WM_S2014_15

So we could track down whatever this year that was, and he said the oil in Venezuela is high in vanadium, because he had been studying for ten years different trace metals and where they are in different oils in different parts of the world. And they said, I didn't even know what vanadium was probably, but John Wulff had been studying corrosion and oxidation of steels and stuff, and it turns out chromium oxide mixes with vanadium ethoxide [pentoxide] I think it is, to form a low melting eutectic. And so the protective chromium oxide scale on the stainless steel, when they fired their boilers with this oil containing vanadium, just melted away. The chromium oxide protective scale for high temperatures, and the whole thing just destroyed overnight.

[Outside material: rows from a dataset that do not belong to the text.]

PR #35, opened 2018-06-04
TextualSummary: display nulls as empty strings

martinpovolny:
Partial fix for: https://github.com/ManageIQ/manageiq-ui-classic/issues/4013

Plus more tests and storybooks.

### DIFF
--- a/src/textual_summary/generic_table_row.jsx
+++ b/src/textual_summary/generic_table_row.jsx
@@ -2,6 +2,8 @@ import * as React from 'react';
 import PropTypes from 'prop-types';
 import IconOrImage from './icon_or_image';
 
+const filterValue = val => val == null ? '' : String(val);
+
 const renderMultivalue = function renderMultivalue(values, onClick) {
   return (
     <table cellPadding="0" cellSpacing="0">
@@ -11,7 +13,7 @@ const renderMultivalue = function renderMultivalue(values, onClick) {
             <tr onClick={e => onClick(item, e)} key={i} className={item.link ? '' : 'no-hover'} title={item.title}>
               <td style={{ border: 0, margin: 0, padding: 0 }}>
                 <IconOrImage icon={item.icon} image={item.image} title={item.title} />
-                {`${item.value}`}
+                {filterValue(item.value)}
               </td>
             </tr>
           ))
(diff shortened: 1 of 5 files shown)


src/textual_summary/generic_table_row.jsx
```diff
@@ -2,6 +2,8 @@ import * as React from 'react';
 import PropTypes from 'prop-types';
 import IconOrImage from './icon_or_image';
 
+const filterValue = val => val == null ? '' : val;
```
himdel: ...`? '' : String(val)` and we could use `{filterValue(item.value)}` instead of `{\`${filterValue(item.value)}\`}`

martinpovolny: Will do. Thx!

himdel:
Thanks :)

Otherwise, LGTM, `== null` catches both `null` and `undefined`, sounds about right :)

Will test and merge in the morning if nobody gets there faster :)

src/textual_summary/generic_table_row.jsx
karelhala: This can be further simplified into
```javascript
const filterValue = val => val || '';
```
No need to check for null, because `null == undefined` only if you'd wan to strictly check val to null or undefined.
```javascript
filterValue(false)
"" //output
filterValue([])
[]  //output
filterValue({})
{}  //output
filterValue(undefined)
""  //output
filterValue(null)
""  //output
```

src/textual_summary/tests/__snapshots__/textual_summary.test.js.snap
```diff
@@ -0,0 +1,496 @@
...
+            <span>
+               
+              Amazon EC2 Network
+            </span>
+          </td>
+        </tr>
+        <tr
+          className="no-hover"
+          onClick={[Function]}
+          title={undefined}
```
karelhala: This is from previous version of your commit right?

karelhala:
Tests are failing, @martinpovolny please update your snapshots.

Today the American Petroleum Institute has specification to get the vanadium down to very low levels, okay. I had to work on a problem very briefly up in the tar sands of Alberta. There's a lot of vanadium in some of those tar sands. The American Petroleum Institute has a specification of a way to get vanadium out of the crude. And there's only two materials you can use that won't be corroded by vanadium pentoxide. And one is some ceramic, which is of course very brittle. You have to run this furnace to get rid of the vanadium in, like 2,000 degrees centigrade. And the other one is, I can't remember, it's a 50— it might even be vanadium titanium okay, or aluminum titanium alloy or something, it's a very expensive alloy. Anyway, they had a whole ballpark, uh, in their furnace up against tar sands and they wanted to know.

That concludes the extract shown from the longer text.